§ **Recorded information**
PR #2493, opened 2021-02-02
feat(financial-templates-lib): make getHistoricalPrice async

mrice32:
**Motivation**

Some price feeds cannot do a full 2 hour lookup during `update()` as it would be too inefficient.

**Summary**

Make the standard `getHistoricalPrice` fn async.

**Testing**

- [ ]  New unit tests created
- [ ]  Untested

**Issue(s)**

N/A

### DIFF
--- a/packages/disputer/src/disputer.js
+++ b/packages/disputer/src/disputer.js
@@ -119,7 +119,7 @@ class Disputer {
             price = this.toBN(disputerOverridePrice);
           } else {
             try {
-              price = this.priceFeed.getHistoricalPrice(liquidationTime);
+              price = await this.priceFeed.getHistoricalPrice(liquidationTime);
             } catch (error) {
               this.logger.error({
                 at: "Disputer",
--- a/packages/disputer/src/disputer.js
+++ b/packages/disputer/src/disputer.js
@@ -94,57 +94,59 @@ class Disputer {
 
     // Get the latest disputable liquidations from the client.
     const undisputedLiquidations = this.empClient.getUndisputedLiquidations();
-    const disputeableLiquidations = await Promise.all(
-      undisputedLiquidations.map(async liquidation => {
-        // If liquidation time is before the price feed's lookback window, then we can skip this liquidation
-        // because we will not be able to get a historical price. If a dispute override price is provided then
-        // we can ignore this check.
-        const liquidationTime = parseInt(liquidation.liquidationTime.toString());
-        const historicalLookbackWindow =
-          Number(this.priceFeed.getLastUpdateTime()) - Number(this.priceFeed.getLookback());
-        if (!disputerOverridePrice && liquidationTime < historicalLookbackWindow) {
-          this.logger.debug({
-            at: "Disputer",
-            message: "Cannot dispute: liquidation time before earliest price feed historical timestamp",
-            liquidationTime,
-            historicalLookbackWindow
-          });
-          return null;
-        }
-
-        // If an override is provided, use that price. Else, get the historic price at the liquidation time.
-        let price;
-        if (disputerOverridePrice) {
-          price = this.toBN(disputerOverridePrice);
-        } else {
-          try {
-            price = this.priceFeed.getHistoricalPrice(liquidationTime);
-          } catch (error) {
-            this.logger.error({
+    const disputeableLiquidations = (
+      await Promise.all(
+        undisputedLiquidations.map(async liquidation => {
+          // If liquidation time is before the price feed's lookback window, then we can skip this liquidation
+          // because we will not be able to get a historical price. If a dispute override price is provided then
+          // we can ignore this check.
+          const liquidationTime = parseInt(liquidation.liquidationTime.toString());
+          const historicalLookbackWindow =
+            Number(this.priceFeed.getLastUpdateTime()) - Number(this.priceFeed.getLookback());
+          if (!disputerOverridePrice && liquidationTime < historicalLookbackWindow) {
+            this.logger.debug({
               at: "Disputer",
-              message: "Cannot dispute: price feed returned invalid value",
-              error: error.message
+              message: "Cannot dispute: liquidation time before earliest price feed historical timestamp",
+              liquidationTime,
+              historicalLookbackWindow
             });
             return null;
           }
-        }
 
-        // Price is available, use it to determine if the liquidation is disputable
-        if (
-          this.empClient.isDisputable(liquidation, price) &&
-          this.empClient.getLastUpdateTime() >= Number(liquidationTime) + this.disputeDelay
-        ) {
-          this.logger.debug({
-            at: "Disputer",
-            message: "Detected a disputable liquidation",
-            price: price.toString(),
-            liquidation: JSON.stringify(liquidation)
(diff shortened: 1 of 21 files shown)


nicholaspai (commented):
Couple points
- Try rebasing from master now that I've merged #2426 
- Does this mean that the `disputer` no longer needs to call `pricefeed.update`? If so, where else can we make this optimization

mrice32:
> Couple points
> 
> * Try rebasing from master now that I've merged #2426

Will do!

> * Does this mean that the `disputer` no longer needs to call `pricefeed.update`? If so, where else can we make this optimization

No. At least not right now. This does not change the expected flow (or even the implementation of the feeds), it just adds extra flexibility that the feed may choose to do its async query inside the historical call rather than in update, but it still _can_ query the data up front in `update()`. Removing update() is a different (and probably much more invasive) change. It totally could make sense, but that's not the aim of this PR.

packages/disputer/src/disputer.js
```diff
@@ -94,50 +94,52 @@ class Disputer {
...
+            });
+            return liquidation;
+          } else {
+            return null;
+          }
         }
-      }
-    });
+      })
+    ).filter(liquidation => liquidation !== null);
```
daywiss, line 142: i dont think this will work right unless you've imported bluebird promises or wrap 
`(await Promise.all(...)).filter(x=>x)`. Maybe just double check this

daywiss:
> No. At least not right now. This does not change the expected flow (or even the implementation of the feeds), it just adds extra flexibility that the feed may choose to do its async query inside the historical call rather than in update, but it still can query the data up front in update(). Removing update() is a different (and probably much more invasive) change. It totally could make sense, but that's not the aim of this PR.

It seems like now theres no way to avoid double calling the historical data, since the history calls aren't removed from `update`, and theres also no way to grab the historical data cache if you choose to only call `update`.  Am I missing something here?

packages/financial-templates-lib/test/price-feed/MedianizerPriceFeed.js
```diff
@@ -109,14 +109,14 @@ contract("MedianizerPriceFeed.js", function() {
...
     const arbitraryHistoricalTimestamp = 1000;
-    try {
-      medianizerPriceFeed.getHistoricalPrice(arbitraryHistoricalTimestamp);
-    } catch (err) {
-      assert.equal(err[0].message, "PriceFeedMock expected error thrown");
-      assert.equal(err[1].message, "PriceFeedMock expected error thrown");
-      assert.equal(err.length, 2);
-    }
-    assert.throws(() => medianizerPriceFeed.getHistoricalPrice(arbitraryHistoricalTimestamp));
+    await medianizerPriceFeed.getHistoricalPrice(arbitraryHistoricalTimestamp).then(
```
mrice32, line 112: @nicholaspai .then syntax actually makes this test a little simpler IMO

packages/financial-templates-lib/test/price-feed/DominationFinancePriceFeed.js
```diff
@@ -208,9 +208,9 @@ contract("DominationFinancePriceFeed.js", function() {
     assert.isTrue(await invertedPriceFeed.update().catch(() => true), "Update didn't throw");
 
     assert.equal(priceFeed.getCurrentPrice(), undefined);
-    assert.throws(() => priceFeed.getHistoricalPrice(earliestTick));
+    await priceFeed.getHistoricalPrice(earliestTick).then(() => assert.fail());
```
mrice32, line 211: @nicholaspai this is the syntax that we have to use to replicate `.throws` since `.throws` doesn't handle async functions (at least I don't _think_ it does). It's a little harder to understand, but at least it's not super painful to write.

packages/disputer/src/disputer.js
mrice32: Nice catch -- was just re-reading it and totally agree. Need to wrap in parens.

mrice32: Added parens -- PTAL.

mrice32:
> > No. At least not right now. This does not change the expected flow (or even the implementation of the feeds), it just adds extra flexibility that the feed may choose to do its async query inside the historical call rather than in update, but it still can query the data up front in update(). Removing update() is a different (and probably much more invasive) change. It totally could make sense, but that's not the aim of this PR.
> 
> It seems like now theres no way to avoid double calling the historical data, since the history calls aren't removed from `update`, and theres also no way to grab the historical data cache if you choose to only call `update`. Am I missing something here?
> 
> Edit: sorry i mis understood the changes. It seems the logic is the same but the function sig just has async added

exactly. There's no real logic change here. It just adds flexibility for the price feed implementor. I could see an argument that we should drop update down the road and let the price feed just internally cache after calls to its price request functions, but that's not something I'm ready to tackle right now :).

daywiss (approved):
👍

packages/financial-templates-lib/src/price-feed/BasketSpreadPriceFeed.js
```diff
@@ -109,31 +109,23 @@ class BasketSpreadPriceFeed extends PriceFeedInterface {
...
-    });
-    let baselinePrices = this.baselinePriceFeeds.map(priceFeed => {
-      try {
-        return priceFeed.getHistoricalPrice(time);
-      } catch (err) {
-        errors.push(err);
-      }
-    });
+    const errors = [];
+    const experimentalPrices = await Promise.all(
```
nicholaspai, line 116: +1 more succinct .catch syntax

packages/financial-templates-lib/test/price-feed/CryptoWatchPriceFeed.js
```diff
@@ -101,13 +101,16 @@ contract("CryptoWatchPriceFeed.js", function() {
     networker.getJsonReturns = [...validResponses];
     await invertedCryptoWatchPriceFeed.update();
 
-    // Before period 1 should return null.
-    assert.throws(() => invertedCryptoWatchPriceFeed.getHistoricalPrice(1588376339));
+    // Before period 1 should fail.
+    await invertedCryptoWatchPriceFeed.getHistoricalPrice(1588376339).then(
+      () => assert.fail(),
+      () => {}
```
nicholaspai, line 107: Can you explain what's happening here?

nicholaspai: + all the other assert.throws changes you made

nicholaspai: Ok I think I see what you're doing. Instead of returning `() => {}` can you make this more explicitly return `.catch() => assert.succeeds()` or something like that?

nicholaspai (approved):
Looks good to me, lots of small changes but I mostly think that some of the `assert.throws()` refactors are a bit mysterious to read now.

mrice32:
> Looks good to me, lots of small changes but I mostly think that some of the `assert.throws()` refactors are a bit mysterious to read now.

Swapped the syntax for `.catch(() => true)`.

PR #2502, opened 2021-02-03
fix(FindContractVersion): address inconsistent provider behavior

chrismaree:
**Motivation**

`FindContractVersion.js` depends on ethers.js. The previous implementation only worked with `http` and `https` web3 providers and not `wss` ones. This means that the script broke in production, where we use WebSockets.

§ **Activity**
Set aside each line above that includes the string "from" and report it.

§ **Written response**
     // Get the latest disputable liquidations from the client.
- Try rebasing from master now that I've merged #2426 
> * Try rebasing from master now that I've merged #2426
It seems like now theres no way to avoid double calling the historical data, since the history calls aren't removed from `update`, and theres also no way to grab the historical data cache if you choose to only call `update`.  Am I missing something here?
> It seems like now theres no way to avoid double calling the historical data, since the history calls aren't removed from `update`, and theres also no way to grab the historical data cache if you choose to only call `update`. Am I missing something here?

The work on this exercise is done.